== PROVIDED RECORDS

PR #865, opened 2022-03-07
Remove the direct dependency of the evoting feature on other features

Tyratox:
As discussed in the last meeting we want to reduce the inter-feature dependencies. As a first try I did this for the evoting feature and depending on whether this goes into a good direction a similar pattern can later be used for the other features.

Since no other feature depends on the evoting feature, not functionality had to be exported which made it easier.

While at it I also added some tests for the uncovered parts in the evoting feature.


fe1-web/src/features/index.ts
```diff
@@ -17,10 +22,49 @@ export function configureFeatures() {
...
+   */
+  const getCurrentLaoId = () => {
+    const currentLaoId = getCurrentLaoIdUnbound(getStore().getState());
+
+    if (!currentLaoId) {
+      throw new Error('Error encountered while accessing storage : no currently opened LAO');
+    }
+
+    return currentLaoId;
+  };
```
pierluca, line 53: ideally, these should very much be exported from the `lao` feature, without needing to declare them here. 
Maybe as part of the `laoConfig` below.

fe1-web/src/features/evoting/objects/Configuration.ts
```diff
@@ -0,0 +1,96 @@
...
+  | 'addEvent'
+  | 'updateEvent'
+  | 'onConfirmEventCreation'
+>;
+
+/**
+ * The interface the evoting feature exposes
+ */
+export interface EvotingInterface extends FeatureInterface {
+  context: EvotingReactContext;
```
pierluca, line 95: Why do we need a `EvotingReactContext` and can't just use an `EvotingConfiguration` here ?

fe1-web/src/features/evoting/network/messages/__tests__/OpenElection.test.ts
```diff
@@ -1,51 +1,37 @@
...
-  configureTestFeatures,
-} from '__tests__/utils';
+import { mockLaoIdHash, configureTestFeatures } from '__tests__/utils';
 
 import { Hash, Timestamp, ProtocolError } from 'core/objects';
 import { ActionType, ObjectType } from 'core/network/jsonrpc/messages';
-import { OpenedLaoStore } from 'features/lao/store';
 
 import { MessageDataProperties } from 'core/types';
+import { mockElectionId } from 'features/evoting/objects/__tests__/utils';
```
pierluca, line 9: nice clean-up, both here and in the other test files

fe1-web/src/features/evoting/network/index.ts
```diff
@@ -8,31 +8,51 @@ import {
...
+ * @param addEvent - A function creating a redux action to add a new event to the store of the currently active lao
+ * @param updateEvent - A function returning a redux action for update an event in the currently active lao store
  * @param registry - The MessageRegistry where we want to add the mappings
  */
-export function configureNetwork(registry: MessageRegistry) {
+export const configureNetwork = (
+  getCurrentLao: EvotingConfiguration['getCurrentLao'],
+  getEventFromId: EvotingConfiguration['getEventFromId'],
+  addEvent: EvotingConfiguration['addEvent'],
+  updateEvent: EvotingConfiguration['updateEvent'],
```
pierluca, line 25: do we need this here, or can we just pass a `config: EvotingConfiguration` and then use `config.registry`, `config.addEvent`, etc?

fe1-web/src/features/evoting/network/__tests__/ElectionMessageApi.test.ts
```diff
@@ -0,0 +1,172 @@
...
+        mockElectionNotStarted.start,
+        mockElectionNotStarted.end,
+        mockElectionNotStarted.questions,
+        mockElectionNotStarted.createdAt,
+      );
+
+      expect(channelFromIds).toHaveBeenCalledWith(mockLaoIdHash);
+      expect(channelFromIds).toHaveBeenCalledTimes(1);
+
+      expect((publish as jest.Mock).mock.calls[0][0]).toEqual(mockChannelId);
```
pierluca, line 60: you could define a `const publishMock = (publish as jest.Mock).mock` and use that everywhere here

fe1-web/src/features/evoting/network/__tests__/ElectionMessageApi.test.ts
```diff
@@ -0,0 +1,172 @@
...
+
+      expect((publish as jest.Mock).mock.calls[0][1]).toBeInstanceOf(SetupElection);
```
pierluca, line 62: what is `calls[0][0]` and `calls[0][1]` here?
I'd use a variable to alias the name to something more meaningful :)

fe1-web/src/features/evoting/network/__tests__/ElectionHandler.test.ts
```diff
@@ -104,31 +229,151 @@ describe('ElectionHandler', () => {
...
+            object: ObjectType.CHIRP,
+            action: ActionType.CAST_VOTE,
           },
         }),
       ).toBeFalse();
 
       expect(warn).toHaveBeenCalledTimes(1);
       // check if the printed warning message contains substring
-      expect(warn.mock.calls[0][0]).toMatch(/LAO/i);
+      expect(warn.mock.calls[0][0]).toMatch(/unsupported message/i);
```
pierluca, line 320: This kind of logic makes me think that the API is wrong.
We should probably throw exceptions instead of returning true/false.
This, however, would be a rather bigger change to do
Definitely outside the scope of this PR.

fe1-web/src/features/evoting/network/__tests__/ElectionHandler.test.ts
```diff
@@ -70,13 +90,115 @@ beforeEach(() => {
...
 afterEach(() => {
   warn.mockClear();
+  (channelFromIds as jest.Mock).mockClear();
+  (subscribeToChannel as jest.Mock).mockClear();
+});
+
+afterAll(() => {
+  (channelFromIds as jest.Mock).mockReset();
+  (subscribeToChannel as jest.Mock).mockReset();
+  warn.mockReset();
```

====

- _HOW TO COMPLETE THIS TASK_
An exact copy of all the records is what is needed here.

- _TASK ANSWER_
PR #865, opened 2022-03-07
Remove the direct dependency of the evoting feature on other features

Tyratox:
As discussed in the last meeting we want to reduce the inter-feature dependencies. As a first try I did this for the evoting feature and depending on whether this goes into a good direction a similar pattern can later be used for the other features.

Since no other feature depends on the evoting feature, not functionality had to be exported which made it easier.

While at it I also added some tests for the uncovered parts in the evoting feature.


fe1-web/src/features/index.ts
```diff
@@ -17,10 +22,49 @@ export function configureFeatures() {
...
+   */
+  const getCurrentLaoId = () => {
+    const currentLaoId = getCurrentLaoIdUnbound(getStore().getState());
+
+    if (!currentLaoId) {
+      throw new Error('Error encountered while accessing storage : no currently opened LAO');
+    }
+
+    return currentLaoId;
+  };
```
pierluca, line 53: ideally, these should very much be exported from the `lao` feature, without needing to declare them here. 
Maybe as part of the `laoConfig` below.

fe1-web/src/features/evoting/objects/Configuration.ts
```diff
@@ -0,0 +1,96 @@
...
+  | 'addEvent'
+  | 'updateEvent'
+  | 'onConfirmEventCreation'
+>;
+
+/**
+ * The interface the evoting feature exposes
+ */
+export interface EvotingInterface extends FeatureInterface {
+  context: EvotingReactContext;
```
pierluca, line 95: Why do we need a `EvotingReactContext` and can't just use an `EvotingConfiguration` here ?

fe1-web/src/features/evoting/network/messages/__tests__/OpenElection.test.ts
```diff
@@ -1,51 +1,37 @@
...
-  configureTestFeatures,
-} from '__tests__/utils';
+import { mockLaoIdHash, configureTestFeatures } from '__tests__/utils';
 
 import { Hash, Timestamp, ProtocolError } from 'core/objects';
 import { ActionType, ObjectType } from 'core/network/jsonrpc/messages';
-import { OpenedLaoStore } from 'features/lao/store';
 
 import { MessageDataProperties } from 'core/types';
+import { mockElectionId } from 'features/evoting/objects/__tests__/utils';
```
pierluca, line 9: nice clean-up, both here and in the other test files

fe1-web/src/features/evoting/network/index.ts
```diff
@@ -8,31 +8,51 @@ import {
...
+ * @param addEvent - A function creating a redux action to add a new event to the store of the currently active lao
+ * @param updateEvent - A function returning a redux action for update an event in the currently active lao store
  * @param registry - The MessageRegistry where we want to add the mappings
  */
-export function configureNetwork(registry: MessageRegistry) {
+export const configureNetwork = (
+  getCurrentLao: EvotingConfiguration['getCurrentLao'],
+  getEventFromId: EvotingConfiguration['getEventFromId'],
+  addEvent: EvotingConfiguration['addEvent'],
+  updateEvent: EvotingConfiguration['updateEvent'],
```
pierluca, line 25: do we need this here, or can we just pass a `config: EvotingConfiguration` and then use `config.registry`, `config.addEvent`, etc?

fe1-web/src/features/evoting/network/__tests__/ElectionMessageApi.test.ts
```diff
@@ -0,0 +1,172 @@
...
+        mockElectionNotStarted.start,
+        mockElectionNotStarted.end,
+        mockElectionNotStarted.questions,
+        mockElectionNotStarted.createdAt,
+      );
+
+      expect(channelFromIds).toHaveBeenCalledWith(mockLaoIdHash);
+      expect(channelFromIds).toHaveBeenCalledTimes(1);
+
+      expect((publish as jest.Mock).mock.calls[0][0]).toEqual(mockChannelId);
```
pierluca, line 60: you could define a `const publishMock = (publish as jest.Mock).mock` and use that everywhere here

fe1-web/src/features/evoting/network/__tests__/ElectionMessageApi.test.ts
```diff
@@ -0,0 +1,172 @@
...
+
+      expect((publish as jest.Mock).mock.calls[0][1]).toBeInstanceOf(SetupElection);
```
pierluca, line 62: what is `calls[0][0]` and `calls[0][1]` here?
I'd use a variable to alias the name to something more meaningful :)

fe1-web/src/features/evoting/network/__tests__/ElectionHandler.test.ts
```diff
@@ -104,31 +229,151 @@ describe('ElectionHandler', () => {
...
+            object: ObjectType.CHIRP,
+            action: ActionType.CAST_VOTE,
           },
         }),
       ).toBeFalse();
 
       expect(warn).toHaveBeenCalledTimes(1);
       // check if the printed warning message contains substring
-      expect(warn.mock.calls[0][0]).toMatch(/LAO/i);
+      expect(warn.mock.calls[0][0]).toMatch(/unsupported message/i);
```
pierluca, line 320: This kind of logic makes me think that the API is wrong.
We should probably throw exceptions instead of returning true/false.
This, however, would be a rather bigger change to do
Definitely outside the scope of this PR.

fe1-web/src/features/evoting/network/__tests__/ElectionHandler.test.ts
```diff
@@ -70,13 +90,115 @@ beforeEach(() => {
...
 afterEach(() => {
   warn.mockClear();
+  (channelFromIds as jest.Mock).mockClear();
+  (subscribeToChannel as jest.Mock).mockClear();
+});
+
+afterAll(() => {
+  (channelFromIds as jest.Mock).mockReset();
+  (subscribeToChannel as jest.Mock).mockReset();
+  warn.mockReset();
```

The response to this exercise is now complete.